To another minority rights advocate, Kara Muruza’s Diatrib sounded like a “future voter signal” in postwar Russia, hoping that Kremlin critics would return.
Oyuma Dongak, who fled from Taiba, a Turkish-speaking province that crosses China’s border, believes Kara Muruza and other exiled Russian opposition leaders are “competing” with Putin.
“It’s not him, it’s us who protect it. [ethnic] Russian,” she told Al Jazeera.
In 2024, Kara-Murza said the 2022 invasion was “unfair and counterproductive” and imposed Western sanctions on Moscow after it hurt the Russians. He hoped the West would lift wider sanctions and instead target individual officials.
A Ukrainian observer said Kara Muruza did not want Russians who could potentially vote for the currently existing opposition leaders to feel collective guilt over the atrocities committed in Ukraine.

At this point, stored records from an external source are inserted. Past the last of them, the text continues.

PR #33, opened 2020-02-06
OM - 364 | Handle no connected services

tuovinensanttu:
Modal will show different message based on amount of connected services.


Jokinen (approved):
Code is clean, worked when tested in UI 👍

“People don’t feel guilty. If you club them in your head with moral condemns every day, people won’t acknowledge their guilt, but they’ll hate the people who club them,” Kyiv-based analyst Vyacheslav Likhachyov told Al Jazeera.
“That’s why the story of the atrocities of Chechnya executioners and Bayat rapists is popular and popular,” he said.
The fighter jet deployed by Ramzan Kadyrov, the leader of the Chechnya Prokremlin, was called the “Tiktok army” in a step-by-step video “raids” over Ukrainian bases.
Their actual role in the war is largely reduced to protecting the occupied territories, and torture the Russian soldiers who refuse to fight.
However, burialists, Buddhist indigenous peoples in an unpopulated and poor area near Mongolia, became infamous in Ukraine in 2022.
Human rights groups and Ukrainian officials have identified personal details of several Bellat soldiers who tortured, raped and murdered civilians in Bucha and other towns in northern Kiev.
However, Ukrainians were often labelled all “buries,” as ethnic burialists are difficult to distinguish from other minority military personnel with apparent Asian characteristics, community activists said.
“All Caucasian natives are considered Chechnya, and all Asians are considered burialists,” Alexandra Garmazapova, who helps Beryat men flee mobilising and fleeing abroad, told Al Jazeera.
However, the vast majority of the soldiers who allegedly suspected war crimes in Bucha were reportedly Russians.
Garmazhapova survived as Ukrainian forces began shelling Russian status and his prisoners fled into the basement.
“Slabs, Slabs, they were all Slabs,” said Victor, a resident of Bucha, who was fueled by Russian soldiers, who bet on Al Jazeera in 2022 after he ran after his ordeal.